De vragenlijsten worden eerst samengevat in beeld. Bringmann: ‘Ik begin met datavisualisaties van de speciale grafieken, waarin ik data die positief zijn blauw kleur, en roze als ze negatief zijn. Dan zie je grofweg of een cliënt in een positieve of negatieve fase zit. Misschien zie je al veel aan die visualisaties.’ Als laatste stap zal Bringmann weer op zoek gaan naar clusters. ‘Iedereen is anders, daarom willen we de items aanvankelijk specifiek maken.

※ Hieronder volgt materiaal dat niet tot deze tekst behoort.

Issue #5180, opened 2023-09-10
A new API to join, split, and swap channels


Paul-Licameli:

dozzzzer:
@Paul-Licameli 
- importing a [5.1 .dtshd file](https://drive.google.com/file/d/1_n97s8snSUlogo1dhbIauKj6JHwuVJBZ/view?usp=drive_link) results in a crash

vsverchinsky:
> @Paul-Licameli
> 
>     * importing a [5.1 .dtshd file](https://drive.google.com/file/d/1_n97s8snSUlogo1dhbIauKj6JHwuVJBZ/view?usp=drive_link) results in a crash

@dozzzzer Is it happening in [this](https://github.com/audacity/audacity/pull/5193) branch?

dozzzzer:
> > @Paul-Licameli
> > ```
> > * importing a [5.1 .dtshd file](https://drive.google.com/file/d/1_n97s8snSUlogo1dhbIauKj6JHwuVJBZ/view?usp=drive_link) results in a crash
> > ```
> 
> @dozzzzer Is it happening in [this](https://github.com/audacity/audacity/pull/5193) branch?

No, in this branch there's no crash.

dozzzzer:
@vsverchinsky

### Cannot record to an empty stereo track
 
1. Add a stereo track
2. Set recording channels to 2
3. Click the Record button
4. Observe

Windows:
<img width=350 src=https://github.com/audacity/audacity/assets/70063970/26d77609-1397-4a19-bf7f-cf60f34175cb>

macOS:

### Resuming recording after pause results in an error or misaligned channels

1. Set recording channels to 2
2. Click the Record button
3. Click the Stop button
4. Click the Record button
5. Observe

Windows:
<img width=350 src=https://github.com/audacity/audacity/assets/70063970/26d77609-1397-4a19-bf7f-cf60f34175cb>

macOS:



### Attempt to import .ogg results in a crash

1. File > Import
7. Select .ogg file
8. Observe

PR #5193, opened 2023-09-13
Channels API extend

vsverchinsky:
Resolves: #5180

Recommended:

### DIFF
--- a/libraries/lib-effects/MixAndRender.cpp
+++ b/libraries/lib-effects/MixAndRender.cpp
@@ -95,34 +95,15 @@ TrackListHolder MixAndRender(const TrackIterRange<const WaveTrack> &trackRange,
       oneinput = true;
    // only one input track (either 1 mono or one linked stereo pair)
 
-   // EmptyCopy carries over any interesting channel group information
-   // Maybe first is stereo, or it is mono, but some other input is stereo;
-   // therefore don't use WideEmptyCopy, but make and link a right channel as
-   // needed
-   // And reset pan and gain
-   auto mixLeft =
-      first->EmptyCopy(trackFactory->GetSampleBlockFactory(), false);
+   auto result = trackFactory->Create(mono ? 1 : 2, *first);
+   auto mix = static_cast<WaveTrack*>(*result->begin());
+   mix->SetRate(rate);
+   mix->ConvertToSampleFormat(format);
+   if(!oneinput)
+      mix->SetName(newTrackName);
+   mix->MoveTo(mixStartTime);
 
-   // TODO: more-than-two-channels
-
-   decltype(mixLeft) mixRight{};
-   if (!mono)
-      mixRight = trackFactory->Create(format, rate);
-
-   auto result = TrackList::Temporary(nullptr, mixLeft, mixRight);
-
-   mixLeft->SetPan(0);
-   mixLeft->SetGain(1);
-   mixLeft->SetRate(rate);
-   mixLeft->ConvertToSampleFormat(format);
-   if (oneinput)
-      mixLeft->SetName(first->GetName()); /* set name of output track to be the same as the sole input track */
-   else
-      /* i18n-hint: noun, means a track, made by mixing other tracks */
-      mixLeft->SetName(newTrackName);
-   mixLeft->MoveTo(mixStartTime);
-
-   auto maxBlockLen = mixLeft->GetIdealBlockSize();
+   auto maxBlockLen = mix->GetIdealBlockSize();
 
    // If the caller didn't specify a time range, use the whole range in which
    // any input track had clips in it.
@@ -150,23 +131,17 @@ TrackListHolder MixAndRender(const TrackIterRange<const WaveTrack> &trackRange,
          if (blockLen == 0)
             break;
 
-         if (mono) {
-            auto buffer = mixer.GetBuffer();
-            mixLeft->Append(buffer, format, blockLen, 1, effectiveFormat);
-         }
-         else {
-            auto buffer = mixer.GetBuffer(0);
-            mixLeft->Append(buffer, format, blockLen, 1, effectiveFormat);
-            buffer = mixer.GetBuffer(1);
-            mixRight->Append(buffer, format, blockLen, 1, effectiveFormat);
+         for(auto channel : mix->Channels())
+         {
+            auto buffer = mixer.GetBuffer(channel->ReallyGetChannelIndex());
+            channel->AppendBuffer(buffer, format, blockLen, 1, effectiveFormat);
          }
 
          updateResult = pProgress->Poll(
             mixer.MixGetCurrentTime() - startTime, endTime - startTime);
       }
    }
-
-   mixLeft->Flush();
+   mix->Flush();
    if (updateResult == ProgressResult::Cancelled ||
        updateResult == ProgressResult::Failed)
       return {};
@@ -183,10 +158,7 @@ TrackListHolder MixAndRender(const TrackIterRange<const WaveTrack> &trackRange,
    wxPrintf("Elapsed time: %f sec\n", elapsedTime);
    wxPrintf("Max number of tracks to mix in real time: %f\n", maxTracks);
 #endif
-
-      for (auto pTrack : { mixLeft, mixRight })
-         if (pTrack)
-            RealtimeEffectList::Get(*pTrack).Clear();
+      RealtimeEffectList::Get(*mix).Clear();
    }
 
    return result;
--- a/libraries/lib-import-export/ImportUtils.h
+++ b/libraries/lib-import-export/ImportUtils.h
@@ -14,14 +14,18 @@
 
 #include <memory>
 #include <vector>
+
+#include "Import.h"
 #include "SampleFormat.h"
 #include "Internat.h"
+#include "Track.h"
 
 class wxString;
 
 class TrackList;
 class WaveTrackFactory;
 class WaveTrack;
+class WaveChannel;
 
 class IMPORT_EXPORT_API ImportUtils final
 {
@@ -30,15 +34,22 @@ public:
    //! Choose appropriate format, which will not be narrower than the specified one
    static sampleFormat ChooseFormat(sampleFormat effectiveFormat);
    
-   //! Build a wave track with appropriate format, which will not be narrower than the specified one
-   static std::shared_ptr<WaveTrack> NewWaveTrack( WaveTrackFactory &trackFactory,
+   //! Builds a wave track and places it into a track list.
+   //! The format will not be narrower than the specified one.
+   static TrackListHolder NewWaveTrack(WaveTrackFactory &trackFactory, unsigned nChannels,
       sampleFormat effectiveFormat, double rate);
    
    static void ShowMessageBox(const TranslatableString& message, const TranslatableString& caption = XO("Import Project"));
-   
-   using NewChannelGroup = std::vector<std::shared_ptr<WaveTrack>>;
 
-   //! Flush the given channels and group them into tracks
+   //! Iterates over channels in each wave track from the list
    static
-   std::shared_ptr<TrackList> MakeTracks(const NewChannelGroup &channels);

Maar daarna willen we kijken of er meer algemene patronen te vinden zijn. Dus niet dat iedereen op zijn eigen manier depressief wordt, maar dat er misschien verschillende patronen zijn waarop mensen een depressie ontwikkelen. Bij de ene persoon gaat het vooral via gedachten en bij een andere persoon vooral via het terugtrekken uit sociaal verkeer.’
i: ESM is een onderzoeksmethode waarmee de ervaringen van mensen in hun dagelijkse leven bestudeerd kunnen worden. Dit gebeurt vaak via korte vragenlijsten die ze meerdere keren per dag via de smartphone worden afgenomen. Zo wordt menselijk gedrag in een natuurlijke omgeving bestudeerd zonder experimentele manipulatie.